Otoriterleşmeye karşı ‘sivil bir direniş’

Otoriterleşmeye karşı ‘sivil bir direniş’

İktidarın Hizmet hareketine karşı sürdürdüğü sistematik eziyetin sivil medya kuruluşlarına kadar yönelmesine karşı yüksek sesle tepki veren her kesimden vicdan ve insaf sahibi yazar ve akademisyenler, desteklerini esirgemediler.

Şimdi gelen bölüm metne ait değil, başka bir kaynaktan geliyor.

PR #2298, opened 2026-02-04
Feature/full element point zones

adperezm:
Added the possibility to mark all points in an element if even one of them meet the criterium.

I plan to use this to initialize interpolators with only parts of the domain. And to eventually write out masked fields.

I decided to keep point masks instead of having "element_masks" as a conscious decision. I do not think we need those type of mask that store element ids instead of points ids.


src/mesh/point_zones/box_point_zone.f90
vbaconnet, line 104: (docstring)
```suggestion
  !! @param full_elements Whether to mark all points in the element containing
  !! points that satisfy the criterion.
  !! @param xmin Lower x-bound of the box coordinates.
```

src/mesh/point_zones/cylinder_point_zone.f90
```diff
@@ -105,17 +107,19 @@ end subroutine cylinder_point_zone_init_from_json
   !! @param p0 Coordinates of the first endpoint.
```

Yayımladıkları “Aydınlar Deklarasyonu” demokrasi mücadelesinin tarihine altın harflerle yazıldı. Bunu bütün özeleştiri taleplerini haklı ve meşru bularak söylüyorum, diğer birkaç aşırı yorum ise çok samimi gelmiyor. Entelektüelin en önemli evsafından biri samimiyettir, her hadisede ideolojik kazanım elde etme hırsı değildir. Sayıları çok az da olsa kimi yorumcular Zaman ve STV’ye yönelik medya darbesini “sadece Hizmet ile hükümet arasındadır, biz seyredelim” noktasına getirebiliyor. Ancak işin aslı farklı. Gezi’den tutun Soma, Ermenek, Yırcalı vahametine kadar bütün acımasız hadiseler zinciri, kuvvetler ayrılığının kalkması ile (ve yoğun iktisadi illegalite ile) bir arada düşünülürse Türkiye’nin otuz yıldır düşe kalka ilerlediği demokrasi güzergâhından tümüyle saptığı anlaşılacaktır. Zulüm, Hizmet’e yapılan ile sınırlı değildir. Türkiye’deki baskı rejimi bütün eleştirel kesimleri vuruyor. Son zamanlarda medyaya yansıyan diğer haberler bile iktidarın toplumu topyekûn bir cendere içine almak istediğine işaret etmektedir.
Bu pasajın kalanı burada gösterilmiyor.